The 1982 autobiography that launched the hoax "I, Rigoberta Menchú," was actually written by a French leftist, Elisabeth Burgos-Debray, wife of Marxist Regis Debray, who provided the foco strategy for Che Guevara's failed effort to foment a guerrilla war in Bolivia in the 1960s. Debray's misguided theory got Guevara and an undetermined number of Bolivian peasants killed, and as we shall see is at the root of the tragedies that overwhelmed Menchú and her family.

As told in her autobiography, the story of Rigoberta Menchú is a classic Marxist myth. The Menchús were a poor Maya family living on the margins of a country from which they had been dispossessed by the Spanish conquistadors whose descendants are known as ladinos, and who try to drive the Menchús and other Indian peasants off unclaimed land that they had cultivated. Rigoberta was illiterate and her peasant father, Vicente, refused to send her to school because he needed her to work in the fields. So poor is the Menchú family because of their lack of land that Rigoberta has to watch her younger brother die of starvation. Meanwhile, Vicente is engaged in a heroic but ultimately hopeless battle with the ladino masters of the land for a plot to cultivate. Finally, Vicente organizes a resistance movement called Committee for Campesino Unity. Rigoberta becomes a political organizer too. The resistance movement links up with a Guatemalan revolutionary force, the Guerrilla Army of the Poor. But the ruling class's brutal security forces enter the fray and prevail. Vicente Menchú is killed. The surviving members of the family are forced to watch as Rigoberta's brother is burned alive. Rigoberta's mother is raped and killed.

As told by Rigoberta, the tragedy of the Menchús is a call to people of good will all over the world to help the good but powerless indigenous peoples of Guatemala and other third world countries to their rightful inheritance. Made internationally famous by the success of her book and by the Nobel Peace Prize she was awarded in 1992, Menchú, now head of the Rigoberta Menchú Foundation for Human Rights, is a powerful spokeswoman for the cause of "social justice and peace."

Unfortunately for her case, virtually everything that Menchú has written is a lie -- and the lies are neither incidental nor accidental. They are lies about the central events of her story and have been concocted for specifically political purposes, in order to create a specific political myth. And they begin on the first page, where she writes:

When I was older, my father regretted my not going to school, as I was a girl able to learn many things. But he always said: 'Unfortunately, if I put you in school, they'll make you forget your class; they'll turn you into a ladino. I don't want that for you and that's why I don't send you.' He might have had the chance to put me in school when I was about fourteen or fifteen but he couldn't do it because he knew what the consequences would be: the ideas that they would give me.
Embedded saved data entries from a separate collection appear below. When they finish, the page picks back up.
PR #135, opened 2016-05-03
PHY management features

projectgus:
I've started digging into the PHY management, both in the SDK and a bit at the hardware register.

These two commits have what I've figured out so far - including an esp-open-rtos implementation for configuration the default SDK PHY settings.

### DIFF
--- a/core/include/esp/phy.h
+++ b/core/include/esp/phy.h
@@ -1,0 +1,58 @@
+/** esp/phy.h
+ *
+ * PHY hardware management functions.
+ *
+ * These are not enough to configure the ESP8266 PHY by themselves
+ * (yet), but they provide utilities to modify the configuration set
+ * up via the SDK.
+ *
+ * Functions implemented here deal directly with the hardware, not the
+ * SDK software layers.
+ *
+ * Part of esp-open-rtos
+ * Copyright (C) 2016 ChefSteps, Inc
+ * BSD Licensed as described in the file LICENSE
+ */
+#ifndef _ESP_PHY_H
+#define _ESP_PHY_H
+
+#include <esp/types.h>
+#include <common_macros.h>
+
+#include <stdint.h>
+
+typedef enum {
+    BT_COEXIST_NONE,
+    BT_COEXIST_USE_BT_ACTIVE,
+    BT_COEXIST_USE_BT_ACTIVE_PRIORITY,
+} bt_coexist_mode_t;
+
+/** Override the Bluetooth Coexistence BT_ACTIVE pin setting
+    taken from the phy_info structure.
+
+    This enables other pins to be used for Bluetooth Coexistence
+    signals (rather than just the two provided for by phy_info). (Note
+    that not that not all pins are confirmed to work, GPIO 0 is
+    confirmed not usable as the SDK configures it as the WLAN_ACTIVE
+    output - even if you change the pin mode the SDK will change it
+    back.)
+
+    To change pins and have coexistence work successfully the BT
+    coexistence feature must be enabled in the phy_info configuration
+    (get_default_phy_info()). You can then modify the initial
+    configuration by calling this function from your own user_init
+    function.
+
+    (Eventually we should be able to support enough PHY registers
+    to enable coexistence without SDK support at all, but not yet.)
+
+    This function will enable bt_active_pin & bt_priority_as GPIO
+    inputs, according to the mode parameter.
+
+    Remember that the default Bluetooth Coexistence pins will be
+    configured as GPIOs by the SDK already, so you may want to
+    reconfigure/re-iomux them after calling this function.
+*/
+void bt_coexist_configure(bt_coexist_mode_t mode, uint8_t bt_active_pin, uint8_t bt_priority_pin);
+
+#endif
--- a/include/espressif/phy_info.h
+++ b/include/espressif/phy_info.h
@@ -1,0 +1,482 @@
+/** Internal Espressif SDK "PHY info" data structure
+
+   The data structure (sdk_phy_info_t) is used to configure the
+   ESP8266 PHY layer via the SDK. The fields here are not written
+   directly to hardware, the SDK code (mostly in libphy) parses this
+   structure and configures the hardware.
+
+   The structure loaded at reset time from a flash configuration
+   sector (see read_saved_phy_info()) (Espressif's SDK sources this
+   from a file "esp_init_data_default.bin"). If no valid structure is
+   found in the flash config sector then the SDK loads default values
+   (see get_default_phy_info()). It is possible to implement a custom
+   get_default_phy_info() to change the PHY default settings (see the
+   'version' field below).
+
+   @note It is possible that the SDK will quietly write a new
+   configuration sector to flash itself following internal
+   calibration, etc. However this does not seem to happen, you need to
+   flash it explicitly if you want it stored there.
+
+   @note Most of what is below is unconfirmed, except where a @note
+   says that it has been confirmed to work as expected. Please
+   consider submitting notes if you find behaviour here that works or
+   doesn't work as expected.
+
+   Information on the meaning/offset of fields comes from Espressif's
+   flash download tool, which uses an Excel spreadsheet (in the
+   init_data directory of the ZIP file) to configure and a Python
+   script to convert an esp_init_data_custom.bin file to flash:
+   http://bbs.espressif.com/viewtopic.php?f=5&t=433
+
+   Many fields remain undocumented (& disassembly of libphy suggests
+   that some documented fields supported undocumented values.)
+
+   A few additional notes about the phy_info fields can be found
+   in the ESP Arduino ESP8266 phy_init_data structure (however most of
+   that content is verbatim from Espressif's spreadsheet):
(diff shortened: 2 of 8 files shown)


include/espressif/phy_info.h
```diff
@@ -0,0 +1,456 @@
...
+#define BT_COEXIST_PROTOCOL_BT_ONLY 1
+
+/* Coexistence is enabled, Bluetooth has its own antenna */
+#define BT_COEXIST_PROTOCOL_FLAG_SEPARATE_ANT 2
+/* Coexistence is enabled, Bluetooth shares WiFi antenna */
+#define BT_COEXIST_PROTOCOL_FLAG_SHARE_ANT 4
+
+/* Coexistence is enabled, use only BT_ACTIVE signal */
+#define BT_COEXIST_PROTOCOL_FLAG_BT_ACTIVE_ONLY 0
+/* Coexistence is enabled, use both BT_ACTIVE and BT_PROTOCOL signals */
```
pfalcon: BT_PRIORITY perhaps?

include/espressif/phy_info.h
```diff
@@ -0,0 +1,456 @@
...
+#define CRYSTAL_SLEEP_OFF 0
+#define CRYSTAL_SLEEP_ON 1
+#define CRYSTAL_SLEEP_GPIO16 2
+#define CRYSTAL_SLEEP_GPIO2 3
+
+/* RF Stage 0 & 1 attenuation constants. Use for sdk_phy_info_t.lp_atten_stage01
+
+   @note These values have been tested and are confirmed to work as
+   expected - provided low_power_en is set then the signal is
+   attenuated as per this setting.
```
pfalcon: Cool, would be nice to include which vector network analyzer was used to measure attenuation.

include/espressif/phy_info.h
```diff
@@ -0,0 +1,456 @@
...
+
+/* Set this flag to enable frequency offset correction */
+#define FREQ_CORRECT_ENABLE BIT(0)
+
+/* Set = Baseband PLL frequency is 160MHz (can only apply +ve offset)
+ * Unset = Baseband PLL frequency is 168MHz (can apply +ve/-ve offset */
+#define FREQ_CORRECT_BB_160M BIT(1)
+
+/* Set = use force_freq_offset field to correct, Unset = automatically
+   measure &correct offset
```
pfalcon: Minor whitespace issue.

include/espressif/phy_info.h
```diff
@@ -0,0 +1,456 @@
...
+#define RF_CAL_MODE_SAVED_2 2
+/* Run full RF CAL routine. RF init takes approx 200ms. */
+#define RF_CAL_MODE_FULL 3
+
+/* Data structure that maps to the phy_info configuration block */
+typedef struct __attribute__((packed)) {
+    uint8_t _reserved00[0x05]; /* 0x00 - 0x04 */
+
+    /* This "version" field was set to 5 in the SDK phy_info,
+       and the original SDK startup code checks it is 5 and then loads
```
pfalcon: Someone might think that the structure then should be maned sdk_phy_info_v5_t, but I don't think we'll see other versions (hmm, other structures do change between versions of non-rtos sdk).

include/espressif/phy_info.h
```diff
@@ -0,0 +1,456 @@
...
+    */
+    uint8_t target_power[6]; /* 0x22 - 0x27 */
+
+    /* Maps the 8 MCS (modulation & coding schemes) for 802.11g
+       to a target_power level index (0-5).
+
+       MCS data rates are 6, 9, 12, 18, 24, 36, 48, 54Mbps
+       and I believe this is the same order used here.
+
+	   SDK default mapping (from MCS ie index in this array to
```
pfalcon: What's "ie"?

include/espressif/phy_info.h
```diff
@@ -0,0 +1,456 @@
...
+	   target_power ie index in the target_power array) is:
+
+	   MCS 0 -  6Mbps - target_power 0 - 20.5dBm
+	   MCS 1 -  9Mbps - target_power 0 - 20.5dBm
+	   MCS 2 - 12Mbps - target_power 1 - 19.5dBm
+	   MCS 3 - 18Mbps - target_power 1 - 19.5dBm
+	   MCS 4 - 24Mbps - target_power 3 - 18.5dBm
+	   MCS 5 - 36Mbps - target_power 4 - 17dBm
+	   MCS 6 - 48Mbps - target_power 5 - 16dBm
```
pfalcon: What about MCS 7 aka 54Mbps

include/espressif/phy_info.h
```diff
@@ -0,0 +1,456 @@
...
+    */
+    uint8_t target_power_index_mcs[8]; /* 0x28 - 0x2f */
+
+    /* One of CRYSTAL_FREQ_40M / CRYSTAL_FREQ_26M / CRYSTAL_FREQ_24M
+
+	   The crystal configured here is the input to the PLL setting
+	   calulcations which are used to derive the CPU & APB peripheral
```
pfalcon: Typo (calul...)

include/espressif/phy_info.h
```diff
@@ -0,0 +1,456 @@
...
+
+    /* Set the voltage of PA_VDD, which appears to be an internal analog
+       reference voltage(?)
+
+       This field is called vdd33_const in the Arduino phy fields,
+       and relates to usage of the TOUT pin (ADC pin).
+
+       Set to PA_VDD_MEASURE_VCC (0xFF) and leave TOUT (ADC) pin floating in order to use the ADC to measure the 3.3V input voltage.
+
+       Set to value in the range 18-36 (1.8V to 3.6V) to set a reference voltage(?) when using TOUT pin as an ADC input. I think this is the reference voltage used to scale the 0-1V which is allowed on the pin, in order to get an accurate reading. So it should match the system VCC voltage... I think!
```
pfalcon: long line

pfalcon:
Nice work. As a random gossip, I wanted to post announcement of https://github.com/pfalcon/esp-open-headers/ to RE list, but figured there's little to post about, as I don't want to keep doing it manually. My biggest interest is in esf_bug module https://github.com/pfalcon/esp-open-headers/blob/master/pp/esf_buf.h , which is the biggest source of esp8266 instability (as the exhaustion of send/receive buffers leads to deadlocks).

include/espressif/phy_info.h
projectgus: No VNA was used, these are relative power measurements so I confirmed with a mixture of monitor mode on a USB dongle and an old Spectrum Analyzer (that's no longer in absolute calibration, but that doesn't really apply here).

include/espressif/phy_info.h
projectgus: From the versions I looked at, it seems like Espressif added some new (undocumented) fields towards the end but didn't change a lot else. I couldn't see any examples of them changing this number though. :/ It may not even be a version, it's just the field that the RTOS SDK 0.9.9 happens to check for on startup.

projectgus:
Thanks for the review comments @pfalcon. Pushed new version just now.

I also realised the MCS index table was based on old information (first version of the structure was just based on the Arduino header file), so I updated it.

include/espressif/phy_info.h
pfalcon: Maybe it's just me, but I'd say it would be useful to know these details... I'm not sure where they would belong, but definitely could fit into commit message. By "usb dongle" you mean normal wifi dongle, and looking at RSSI it provides?

Well, I guess it's common comment about someone's doing RE - it would be nice to know as much as possible in case someone else will continue that work or will need to re-verify some moments. I of course know how hard is to record all those details... (So the point of comments is ... people looking, it's not useless ;-) ).

projectgus: OK, makes sense. I added a bit more technical detail. I think more detail than what I just added is probably not meaningful unless I'd been able to test in an EMC test environment with a full calibrated signal path.

projectgus:
>  wanted to post announcement of https://github.com/pfalcon/esp-open-headers/ to RE list, but figured there's little to post about

Interesting work, thanks for sharing that. It'll be interesting to see how the data structures in rtos sdk libpp compare to those ones.

core/include/esp/phy.h
```diff
@@ -0,0 +1,58 @@
...
+#include <esp/types.h>
+#include <common_macros.h>
+
+#include <stdint.h>
+
+typedef enum {
+    BT_COEX_NONE,
+    BT_COEX_USE_BT_ACTIVE,
+    BT_COEX_USE_BT_ACTIVE_PRIORITY,
+} bt_coex_mode_t;
```
foogod: "BT_COEX" smells like unnecessary contraction/abbreviation to me.  I can accept "BT" for "bluetooth" because it is a fairly standard abbreviation, but "coexist" is only three more characters than "coex" and is a lot more obvious what it means, particularly since that's what you've called it elsewhere already anyway (at the very least, it should be consistently named everywhere)..

foogod:
This looks really good.. aside from the "coex" vs "coexist" bit, everything else looks good to me!

projectgus:
Thanks @foogod. Changed coex to coexist everywhere.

To the unsuspecting reader, this looks like an all-too perfect realization of the Marxist paradigm, in which the ideas of the ruling class become the ruling ideas through its control of the means of education. But, contrary to her assertions, Menchú was not uneducated. Nor did her father oppose her education because he feared it would indoctrinate her in the values of the ladino ruling class. Her father, in fact, sent her to two prestigious private boarding schools, operated by Catholic nuns, where she received the equivalent of a middle-school education.